Please return only the lines from the one holding "PR #1454, opened 2025-12-07" through the one holding "### JobRunr Version", exactly as they appear in the records below, both ends included.
============
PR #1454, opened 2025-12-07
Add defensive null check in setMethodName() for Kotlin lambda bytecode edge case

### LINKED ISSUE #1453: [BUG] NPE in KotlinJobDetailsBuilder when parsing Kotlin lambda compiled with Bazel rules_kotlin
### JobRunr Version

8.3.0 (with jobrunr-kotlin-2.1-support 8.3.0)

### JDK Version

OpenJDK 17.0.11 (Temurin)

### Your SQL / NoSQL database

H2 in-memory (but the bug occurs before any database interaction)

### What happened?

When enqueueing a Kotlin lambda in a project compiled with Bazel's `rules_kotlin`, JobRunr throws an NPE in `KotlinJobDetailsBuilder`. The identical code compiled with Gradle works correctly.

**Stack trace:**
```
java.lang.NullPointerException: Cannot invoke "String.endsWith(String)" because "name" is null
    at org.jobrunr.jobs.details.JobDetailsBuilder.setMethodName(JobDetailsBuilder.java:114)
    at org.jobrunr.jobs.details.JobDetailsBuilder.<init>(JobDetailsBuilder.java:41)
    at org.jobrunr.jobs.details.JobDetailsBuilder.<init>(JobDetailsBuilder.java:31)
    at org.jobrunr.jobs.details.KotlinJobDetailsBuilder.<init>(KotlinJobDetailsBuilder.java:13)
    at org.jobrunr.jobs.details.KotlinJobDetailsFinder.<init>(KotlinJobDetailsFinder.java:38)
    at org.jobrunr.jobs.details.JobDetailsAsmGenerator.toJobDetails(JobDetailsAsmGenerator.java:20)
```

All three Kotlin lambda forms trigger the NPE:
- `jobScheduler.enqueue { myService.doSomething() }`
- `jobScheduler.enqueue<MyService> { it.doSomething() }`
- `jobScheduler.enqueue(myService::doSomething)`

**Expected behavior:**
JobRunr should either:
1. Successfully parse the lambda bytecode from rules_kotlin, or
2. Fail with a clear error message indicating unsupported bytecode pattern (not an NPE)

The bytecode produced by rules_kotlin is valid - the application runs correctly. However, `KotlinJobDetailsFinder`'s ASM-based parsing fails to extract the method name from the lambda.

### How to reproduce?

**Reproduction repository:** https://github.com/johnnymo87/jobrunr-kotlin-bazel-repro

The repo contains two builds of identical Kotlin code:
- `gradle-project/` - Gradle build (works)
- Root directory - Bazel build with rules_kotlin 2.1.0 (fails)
============
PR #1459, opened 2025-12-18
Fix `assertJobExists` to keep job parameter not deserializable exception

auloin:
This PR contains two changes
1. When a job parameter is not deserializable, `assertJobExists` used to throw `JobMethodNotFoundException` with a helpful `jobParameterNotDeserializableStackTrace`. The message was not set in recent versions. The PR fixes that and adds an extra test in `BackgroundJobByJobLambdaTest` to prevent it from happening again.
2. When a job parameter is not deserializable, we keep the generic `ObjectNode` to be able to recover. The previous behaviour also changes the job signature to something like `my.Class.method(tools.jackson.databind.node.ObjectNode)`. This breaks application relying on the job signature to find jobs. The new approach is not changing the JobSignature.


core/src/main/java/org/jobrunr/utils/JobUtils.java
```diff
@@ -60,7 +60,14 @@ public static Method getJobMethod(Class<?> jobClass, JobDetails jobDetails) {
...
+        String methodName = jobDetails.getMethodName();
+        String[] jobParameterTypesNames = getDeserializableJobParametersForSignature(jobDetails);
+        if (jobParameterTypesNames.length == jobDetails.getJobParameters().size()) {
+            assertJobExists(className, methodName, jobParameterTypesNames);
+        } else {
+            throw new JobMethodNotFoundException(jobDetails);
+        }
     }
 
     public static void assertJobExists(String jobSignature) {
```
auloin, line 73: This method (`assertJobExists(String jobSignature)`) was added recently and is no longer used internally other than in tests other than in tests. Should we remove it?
============
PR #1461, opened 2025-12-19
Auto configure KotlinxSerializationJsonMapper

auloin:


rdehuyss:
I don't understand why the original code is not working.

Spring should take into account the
============
▸ Answer box
PR #1454, opened 2025-12-07
Add defensive null check in setMethodName() for Kotlin lambda bytecode edge case

### LINKED ISSUE #1453: [BUG] NPE in KotlinJobDetailsBuilder when parsing Kotlin lambda compiled with Bazel rules_kotlin
### JobRunr Version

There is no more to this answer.